Task - For each line below, check for "node"; give only the total of lines where it occurs.

···

PR #57, opened 2016-05-24
Made prefixes per-tool customizable

whitead:
Now can do things like prefix gmx_mpi:mdrun and gmx:grompp and the commands will execute using the different prefixes (called drivers in code). Addresses Issue #48

PR #58, opened 2016-05-24
Made prefixes per-tool customizable - Redo

whitead:
See discussion from PR #57. Started developing on same branch and added extra crap. Github gets confused if I try rebasing on a branch that is in pending PR, so I had to swtich


orbeckst:
I manually tested with 4.6.5 and seemed to work. Thanks!

PR #67, opened 2016-06-29
MDRunner can select appropriate mdrun for either Gromacs 4.x or 5.x

### LINKED ISSUE #64: Gromacs 5.x MDrunner class implementation incompatibilities
I have found two errors in regards to the MDrunner class and the `check_mdrun_success` function found in `run.py`.

1. Command passed to subprocess in the class method `run` does not include `gmx`, resulting in an `OSError`
2. `check_mdrun_success` searches the last couple of lines of the log file for the string `"Finished mdrun on node"` at the start of the line, while a successful run writes `"Finished mdrun on rank"`

My temporary fixes to these were as follows:
1. 
```python
cmd = self.commandline(**mpiargs) 
cmd = ['gmx'] + cmd
```
But this is clearly a sloppy solution while breaking Gromacs 4.x usage
2. Simply change `if line.startswith("Finished mdrun on node")` to `if line.startswith("Finished mdrun on rank")`

orbeckst:
- fixes #64
- added a hack whereby multiple commands can be supplied in the MDRunner.mdrun
  attribute: the new run.find_gromacs_command() function tries them in order
  and takes the first one that seems to work
- added utilities.which() + test

### DIFF
--- a/CHANGES
+++ b/CHANGES
@@ -7,6 +7,7 @@ whitead, dotsdl, orbeckst
 
 * fixed: check_mdrun_success() works now for Gromacs 4 and Gromacs 5
   (issue #64)
+* fixed: MDRunner working for Gromacs 4 and Gromacs 5 (issue #64)  
 * fixed setup.energy_minimize() not falling back to single precision
   mdrun (issue #63)
 * fixed: added missing alias "gmx solvate" <--> "genbox" (issue #62)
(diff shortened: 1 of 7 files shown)


orbeckst:
This has not been tested yet and is work in progress. Feedback welcome.

orbeckst:
@ianmkenney please test if you find the time.

orbeckst:
Fixed PR and amended commit and force-pushed.

orbeckst:
This now working as far as I can tell (and I added a test). I will merge manually and then do the 0.5.1 release as discussed in #70.

orbeckst:
This was merged manually and rebased.

Issue #68, opened 2016-06-29
Automatic tool loading


pslacerda:
I suggest to load the tools automatically as show in the untested code below. It uses `suffix` and `version` options if present. Custom commands can be injected using the `extra`. We can also move the `GromacsCommandMultiIndex._fake_multi_ndx` logic to a function `merge_ndx()` so users can use it like `grompp(n=merge_ndx('site1.ndx', 'site2.ndx')` in any tool they wants.

```python
def load_v5_tools():
    gmx_cmd = append_suffix('gmx')
    try:
        out = subprocess.check_output([gmx_cmd, '-quiet', 'help', 'commands'])
    except subprocess.CalledProcessError:
        raise GromacsToolLoadingError("Failed to load v5 tools")

    registry = {}
    for line in str(out, 'ascii').splitlines()[5:-2]:
        if line[4] != ' ':
            name = line[4:line.index(' ', 4)]
            fancy = name.replace('-', '_')
            registry[fancy] = type(fancy, (GromacsCommand,),
                                   {'command_name':name})
    return registry


def load_v4_tools():
    tools = ("do_dssp", "editconf", "eneconv", "g_anadock", "g_anaeig",
             "g_analyze", "g_angle", "g_bar", "g_bond", "g_bundle", "g_chi",
             "g_cluster", "g_clustsize", "g_confrms", "g_covar", "g_current",
             "g_density", "g_densmap", "g_densorder", "g_dielectric",
             "g_dipoles", "g_disre", "g_dist", "g_dos", "g_dyecoupl",
             "g_dyndom", "genbox", "genconf", "g_enemat", "g_energy",
             "genion", "genrestr", "g_filter", "g_gyrate", "g_h2order",
             "g_hbond", "g_helix", "g_helixorient", "g_hydorder",
             "g_kinetics", "g_lie", "g_luck", "g_mdmat", "g_membed",
             "g_mindist", "g_morph", "g_msd", "gmxcheck", "gmxdump",
             "g_nmeig", "g_nmens", "g_nmtraj", "g_options",
             "g_order", "g_pme_error", "g_polystat", "g_potential",
             "g_principal", "g_protonate", "g_rama", "g_rdf", "g_rms",
             "g_rmsdist", "g_rmsf", "grompp", "g_rotacf", "g_rotmat",
             "g_saltbr", "g_sans", "g_sas", "g_select", "g_sgangle",
[...]

PR #66, opened 2016-06-09
discover and load GMXRC

orbeckst:
- can provide GMXRC in cfg file and load environment inside the Python environment
- replaces PR #55 by @pslacerda

Issue #61, opened 2016-05-25
top reader is mostly broken


orbeckst:
Not all of the current tests pass. Need to either fix bugs or adjust tests.

orbeckst:
@jandom can you have a look – you wrote most of these tests.

With Gromacs 4.6.5, I get the following
```
(develop) yngvi:temp oliver$ nosetests -v ../gromacs/
gromacs.tests.test_basic.test_empty ... ok
gromacs.tests.test_example.test_empty ... ok
test_fileformats.test_fileformats ... ok
test_amber03star.TestCharmm.test_basic ... ok
Load the same topology twice and check if __eq__ comparisions work ... ok
Check if grompp can be run successfully at all ... ok
Check if grompp can be run successfully at all ... ERROR
Called by `test_parameters()` for each molecule in the system ... ok
Test if all the parameter types are the same across two topologies ... ok
Test if per-molecule parameters and parameter type assignments are identical ... ok
Read a topology, write it out, and read in the output again. ... ERROR
test_amber03w.TestCharmm.test_basic ... ok
Load the same topology twice and check if __eq__ comparisions work ... ok
Check if grompp can be run successfully at all ... ERROR
Check if grompp can be run successfully at all ... ERROR
Called by `test_parameters()` for each molecule in the system ... ok
Test if all the parameter types are the same across two topologies ... ok
Test if per-molecule parameters and parameter type assignments are identical ... ok
Read a topology, write it out, and read in the output again. ... ERROR
test_charmm22.TestCharmm.test_basic ... ok
Load the same topology twice and check if __eq__ comparisions work ... ok
Check if grompp can be run successfully at all ... ok
Check if grompp can be run successfully at all ... /Volumes/Data/oliver/Biop/Projects/Methods/GromacsWrapper/gromacs/tests/test_fileformats/test_top/top.py:153: FutureWarning: sort(....) is deprecated, use sort_index(.....)
  assert_frame_equal(df1.sort(axis=1), df2.sort(axis=1), check_names=True)
/Volumes/Data/oliver/Biop/Projects/Methods/GromacsWrapper/gromacs/tests/test_fileformats/test_top/top.py:165: FutureWarning: sort(....) is deprecated, use sort_index(.....)
  assert_frame_equal(df1[unscaled_terms].sort(axis=1), df3[unscaled_terms].sort(axis=1), check_names=True)
[...]

Issue #56, opened 2016-05-23
release 0.5.0


orbeckst:
Get out a 0.5.0 release so that we can use it from PyPi.

Will push the CI and tests to a 0.5.1.

orbeckst:
I'll push out a 0.5.0. We'll do a 0.5.1 for fixes, docs, and tests.

orbeckst:
GromacsWrapper 0.5.0 released with packages on pypi.

Thanks everyone.

PR #69, opened 2016-06-29
Load tools automatically

pslacerda:
Proposal for tool loading as in issue #68. Awaiting for opinions or changes proposals.

Even if almost complete it remains largely untested (eg. `extra` and `groups`).


pslacerda:
How can the following code of `GromacsCommandMultiIndex` works if `ndx`is a list?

···

Result - 2